Ça porte un nom un peu solennel : le soupir physiologique. Votre corps le fabrique tout seul, plusieurs fois par heure, sans vous demander votre avis. L'exercice consiste simplement à le déclencher quand vous en avez besoin, au lieu d'attendre qu'il arrive de lui-même. En atelier, je commence toujours par là. Si les participants ne gardent qu'un seul geste de la journée, autant que ce soit celui qu'ils s'approprient en une minute.
Vous le faites déjà sans le savoir
Regardez un enfant qui vient de pleurer longtemps. Sa respiration se calme par paliers, avec ces doubles inspirations saccadées, presque des hoquets, suivies d'un long relâchement. Vous faites la même chose la nuit, à intervalles réguliers, et vous n'en saurez jamais rien. Vous le faites aussi en refermant votre ordinateur après une réunion qui a mal tourné : ce soupir qui vous échappe, et que vos collègues prennent pour de l'agacement, est un réglage interne. La physiologie de la respiration décrit ce réflexe et son rôle dans les échanges gazeux. Ce qui me sert en séance est beaucoup plus modeste : le corps connaît déjà le mouvement, je n'ai rien à installer, j'ai juste à le rendre volontaire.
Le geste, en détail
Rien à compter, aucune durée à retenir. Le seul point technique est la deuxième inspiration, que presque tout le monde saute la première fois parce qu'elle a l'air inutile. Elle fait pourtant tout le travail. Prenez le temps de la sentir une fois, assise au calme, avant de l'emporter dans une journée pleine. Sinon vous produirez un gros soupir ordinaire en croyant avoir fait l'exercice, ce qui arrive à la moitié des gens dans mes ateliers.

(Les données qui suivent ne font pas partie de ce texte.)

PR #13, opened 2020-10-30
style: Fixed codacy check issues

frgfm:
This PR fixes most Codacy issues by:
- removing unused `__init__` from the test folder
- switching validators to static methods
- renaming `id` arguments to something more explicit
- removing the unused `ping` route


src/app/api/routes/ping.py
```diff
@@ -5,6 +5,4 @@
 
 @router.get("/ping")
```
florianriche, line 6: Shouldn't we remove the ping route altogether ? If so, I don't think it is necessary to open another PR just for that.

florianriche (approved):

src/app/api/routes/ping.py
frgfm: Agreed!

florianriche (approved):

PR #15, opened 2020-11-06
feat: Added a password update route

frgfm:
This PR adds the possibility of password update by:
- renaming the existing `/update-me` route to `/update-info` for coherence
- adding an admin and personal password update route. Both of them check if the entry exists, then hash the password and updates the entry in the table. For security reasons, instead of returning the input payload, I returned the user name to avoid exposing the password.
- adding corresponding unittests
- refactored schemas by adding a template class `_CreatedAt` and using multi-inheritance to avoid unneeded code duplication

I should bring your attention to route naming: I made the choice mentioned above but perhaps we should clarify the naming of all user routes since it's a complicated table.

Any feedback is welcome!

### DIFF
--- a/src/app/api/routing.py
+++ b/src/app/api/routing.py
@@ -4,7 +4,7 @@ from typing import Optional, Tuple, Any
 from fastapi import HTTPException, Path
 
 from app.api import crud, security
-from app.api.schemas import UserAuth, UserCreation
+from app.api.schemas import UserAuth, UserCreation, UserCred, UserCredHash
 
 
 async def create_entry(table: Table, payload: BaseModel):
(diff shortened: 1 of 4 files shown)


fe51:
Hi there, thanks for the PR. (you are so fast I was willing to try this issue :D)

I review it soon and come back to you.

src/app/api/routing.py
```diff
@@ -54,3 +54,14 @@ async def create_user(user_table: Table, payload: UserAuth):
     pwd = await security.hash_password(payload.password)
     payload = UserCreation(username=payload.username, hashed_password=pwd, scopes=payload.scopes)
     return await create_entry(user_table, payload)
+
+
+async def update_user_pwd(user_table: Table, payload: UserCred, entry_id: int = Path(..., gt=0)):
```
florianriche, line 59: One should create another file to store those methods that do the interface between routing and crud. In my PR I added some lines in this file too. If this continue, the file will end up quite big.

florianriche (approved):
OK for me.

fe51 (approved):

PR #16, opened 2020-11-07
Fix user authentication dependency

jeanpasquier75:
During dome refactoring (`id` argument replaced by `entry_id`) and get_current_user (deps.py) might have been skipped


frgfm (approved):
Thanks a lot for catching this!
Looks good to me :ok_hand: 
Strange that our current unittests didn't catch this, do you see a way we could add a test to avoid this in the future?

florianriche:
I have fixed the issue in the device PR (hence the conflict). I added entry_id as keyword argument label. I think we can close this PR.

frgfm:
@jeanpasquier75 can you confirm this was solved and that we may close the PR?

jeanpasquier75:
Yes it is now fixed in master, we can close this PR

01Assise ou debout, peu importe. Laissez tomber les épaules, desserrez la mâchoire.
02Inspirez par le nez, calmement, jusqu'aux trois quarts de votre capacité environ. Pas de grande inspiration de plongeur.
03Sans expirer, ajoutez une deuxième inspiration par le nez, courte et vive, posée sur la première comme un petit sursaut.
04Relâchez par la bouche, lèvres à peine entrouvertes, longuement, sans pousser : à peu près deux fois plus long que l'inspiration.
05Une seconde de flottement. Puis recommencez, deux ou trois fois, ça suffit presque toujours.
Pourquoi ça descend si vite
Deux choses arrivent en même temps. La seconde inspiration, brève, va rouvrir de petits sacs d'air qui se sont affaissés au fil des heures passées à respirer court, penchée sur un écran, et l'expiration qui suit évacue mieux. Vient ensuite la longue expiration, qui est la partie qui parle au système nerveux : quand le souffle sort plus longtemps qu'il n'est entré, le rythme cardiaque ralentit et le corps en déduit que rien ne va lui tomber dessus dans la seconde. Dix secondes, quand une méditation assise en demande dix minutes. Je ne vous promets pas une journée sereine ni un caractère adouci, et pour être franche je me méfie de tout ce qui promet ça ; la mode du bien-être vend beaucoup de transformations intérieures à des gens qui voudraient surtout arrêter de serrer les dents à 16 h. Vous descendez d'un cran, tout de suite. Ce cran suffit souvent à ne pas répondre de travers.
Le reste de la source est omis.